SMS

Remember when the phone company lost a big whack of text messages, then years later accidentally released them?

Zombie buzz on people’s phones from now dead friends and family: “Having a wonderful time in Hawaii!!! XOXOXO!!” from the day before they drowned

Or dropped from a heart attack. The lost messages going way back – Jesus texting Mary “I’ll be home after basketball, just stopping out for a drink with the boys.” Menelaus drunk-dialing

Helen of Troy “Come home, baby, I love you, I need you.” Lincoln to Mary Todd: ”This play blows.” God to Job: ”JK!!!” I got your text from October 1973

The month you died. We never found a note, just your clothes folded on the foot of the bed. "Dinner in the oven" I guess will have to do,

I wonder where it was you had gone that day, maybe grocery shopping at Safeway or to your lecture, there are no emoji

For despair, or abyss, or daylight sharded into cracks separating one more step forward from oblivion. Your tweets the last calls of distant birds on their long journey home.

Apologies dear reader if I spammed you this poem. Understood if you block my number, it’s an old message that found its way to me

And now to you. A story long in the tooth if we can say the Internet or time or memory have sharp teeth.

For Shay’s Word Garden

17 thoughts on “SMS

  1. I love love love that line about the calls of distant birds. Yes.

    I’m puzzled though. This starts out sort of jokey, with the famous names from antiquity leaving stale texts, but then this switches to what should be a very poignant section about losing someone, but isn’t as powerful as it should be because of the jokey start. Forgive me, but I think this is two pieces, peanut butter and pepper.
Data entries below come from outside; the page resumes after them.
PR #47, opened 2021-11-03
Refactor and update ubiquity inventory component

chriswudev:


Zequez (changes requested):
Alright, so everything looks good so far.
Some improvements I would love to see are:
- Use the balance data from the global context instead of loading within this component; this way the component just displays the values but doesn't need to know how to load them.
- Extract each of the balances display into a separate component (you can make it on the same file) so we don't need to repeat https://gist.github.com/Zequez/6d5b14f0d528d06995071596a5505798

Zequez (approved):
Beautiful! Thank you! <3

Zequez:
Oh, I just realized, remember that for the Token component we need to be able to specify the number of decimals, since USDC has 6 decimals instead of the usual 18! I just made a quick fix with that change, so don't worry!

@pavlovcik this is quite ready for merging! The inventory components got quite a cleaning!

Zequez:
@pavlovcik any reason not to merge this?

0x4007:
Haven't gotten around to reviewing yet

PR #48, opened 2021-11-04
Global indicator

chriswudev:


Zequez (commented):
Looks good so far. There are still some of the components which also make transactions and weren't changed to use this global indicator. Do you intend to continue with those before merging?

chriswudev:
Yup, for sure!

Zequez (approved):

Zequez (approved):

Zequez:
Alright it all looks great! The only thing I would change is to make the indicator fixed positioned on the page, that way it's always visible even when the page is scrolled down; and we can set `pointer-events: none`, I already got the change locally so I'll commit it.

Zequez:
@pavlovcik this looks ready for merging

0x4007 (approved):

Issue #38, opened 2021-10-25
New DebtCoupons UI


Zequez:
So in accordance to the specs to mint uAR directly from the dashboard, I took the liberty to rework the existing Debt Coupons UI and integrate all the new upcoming features too. It's still a WIP and I'll be working on creating a bunch of sub-tasks to make the building process clearer and allow us to distribute the load with @chriswudev or anyone who wants to contribute.

<img width="585" alt="Captura de Tela 2021-10-25 às 09 30 06" src="https://user-images.githubusercontent.com/126037/138719085-9cdcbb46-6069-4f42-a18c-f2b24a795768.png">

## Sub-tasks

- https://github.com/ubiquity/uad-ui/issues/50
- https://github.com/ubiquity/uad-ui/issues/51
- https://github.com/ubiquity/uad-ui/issues/54
- https://github.com/ubiquity/uad-ui/issues/55
- https://github.com/ubiquity/uad-ui/issues/56
- https://github.com/ubiquity/uad-ui/issues/57
- https://github.com/ubiquity/uad-ui/issues/58
- https://github.com/ubiquity/uad-ui/issues/59
- https://github.com/ubiquity/uad-ui/issues/60

0x4007:
We should definitely explore some d3.js action when we have some time for custom charting/visualizations! Also I think `uDEBT` looks better than `uDebt` as a heads up

0x4007:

Either one works if the theme is held, but the poem needs to decide what it wants to be.

    Liked by 1 person

  2. Q, I take this to be so precious—the yearning for a message, or any scant note that gives is that (written) confirmation of love. Oft times it’s written on the heart.

    Liked by 1 person

  3. I have my daughter’s phone, and I look through it and find things we wrote to one another. Perhaps the closest we can get to eternal is the internet never lets go of us. Beautiful poem.

    Liked by 2 people

  4. Somebody famous said, ‘the past is always with us,” and here you show us that eternal truth, modernized, ‘uploaded’ and ‘updated’ and glaring in its mechanical inability to recognize its own irony. We live in a time of emotion surging and intellect ebbing, and the past is often as forgotten as a deleted text, until it isn’t. I especially like “..there are no emoji/For despair, or abyss, or daylight sharded into cracks…”

    Liked by 1 person

  5. “We never found a note, just your clothes folded on the foot of the bed.”

    Cuts to the core, the need of that, the loss of it. If only there were more lost notes, “texts” that made their way back to us at the edge of that abyss of despair and grief. But would we grieve any the less?